La Suprema Corte, in precedenti sentenze (cassazione sezione 1 40594/2025 e cassazione sezione 3 44347/2024) ha precisato che, “in tema di sanzioni sostitutive di pene detentive brevi, le prescrizioni previste dall’art. 56-ter della legge 24 novembre 1981, n. 689 – introdotto dall’art. 71 d.lgs. 10 ottobre 2022, n. 150 – per la semilibertà sostitutiva, la detenzione domiciliare sostitutiva e il lavoro di pubblica utilità sostitutivo non sono “pene accessorie” la cui applicazione dipende dalla discrezionale valutazione del giudice, ma costituiscono contenuto necessario e predeterminato della pena sostitutiva, da applicare obbligatoriamente anche in caso di patteggiamento“. (Sez. 6, n. 30768 del 16/05/2023 Cc. (dep. 14/07/2023) Rv. 284967 – 01).

In motivazione, la Suprema Corte ha precisato che la richiesta formulata dall’imputato per l’applicazione di dette pene sostitutive, ovvero il consenso prestato alla richiesta del pubblico ministero, implica necessariamente l’accettazione delle prescrizioni che le connotano.

Manifestamente infondata, ancora, risulta la questione di legittimità costituzionale sollevata.
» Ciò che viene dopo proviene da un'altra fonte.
PR #7122, opened 2024-04-22
fix: Standardize remaining batch methods and update FE calls

sradevski:


packages/core-flows/src/fulfillment/workflows/batch-shipping-option-rules.ts
```diff
@@ -0,0 +1,51 @@
...
+    }))
+
+    const deleteInput = transform({ input }, (data) => ({
+      ids: data.input.delete ?? [],
+    }))
+
+    // TODO: Currently we don't support edits, add support for this.
+    // We just call the steps directly here since there are no independent workflows, switch to CRUD workflows if they get added.
+    const [created, deleted] = parallelize(
+      createShippingOptionRulesStep(createInput),
```
riqwan, line 45: doesn't it work with just this?

```suggestion
      createShippingOptionRulesStep({ data: input.create ?? [] }),
```

riqwan (approved):
lgtm!

packages/core-flows/src/fulfillment/workflows/batch-shipping-option-rules.ts
sradevski: @riqwan I just kept the pattern the same with other places, but it might, I didn't try TBH 😄 let me try.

Il ricorrente, infatti, non tiene conto che il lavoro di pubblica l’attività sostitutivo svolge una duplice funzione, rieducativa e risocializzante, mirante al reinserimento del reo nella collettività, ma anche afflittiva, costituendo pur sempre una pena derivante dalla commissione di un reato, come d’altronde sottolineato dalla modifica del nome iuris disposto dalla riforma Cartabia con l’introduzione dell’art. 20 bis cod. pen., e che l’applicazione della misura ha, quale necessario presupposto, l’assenso del condannato che, quindi, ha la possibilità di valutare la congruità e la convenienza della pena sostitutiva rispetto alla pena comminata.

Le prescrizioni comuni previste dall’art. 56 ter citato, ancora, rispondono a esigenze special preventive evidenti, come dimostrano la previsione del comma 2 della norma, e l’art. 58 che consente la sostituzione della pena detentiva solo quando le pene sostitutive assicurino “la prevenzione del pericolo di commissione di altri reati” eventualmente anche mediante l’imposizione di obblighi ulteriori rispetto a quelli preveduti dall’art. 56 ter. 3.

Con riferimento al dedotto contrasto della citata normativa con l’art. 2, prot. 4 Cedu in relazione all’automatismo del divieto ed al conseguente sospetto di illegittimità costituzionale della previsione introdotta dal d.lgs. 150 del 2022, si osserva che le pene sostitutive delle pene detentive, si traducono, secondo il razionale apprezzamento conformativo del legislatore italiano, in una restrizione della libertà personale (si pensi alla esplicita equiparazione di cui all’art. 57, primo comma, I. 689/81, anche in relazione alla possibilità di revoca di cui all’art. 66 della medesima legge) con la conseguenza che risulta infondato l’accostamento operato dal ricorrente sia alla tematica delle pene condizionalmente sospese (questione affrontata da Corte EDU 20 settembre 2016, Vlasov e Benyash c. Russia) sia al tema delle misure cautelari coercitive, ossia ai principi di proporzionalità e adeguatezza ad esse sottesi che hanno condotto la Corte cost. alle conclusioni di cui alla sentenza 109 del 1994.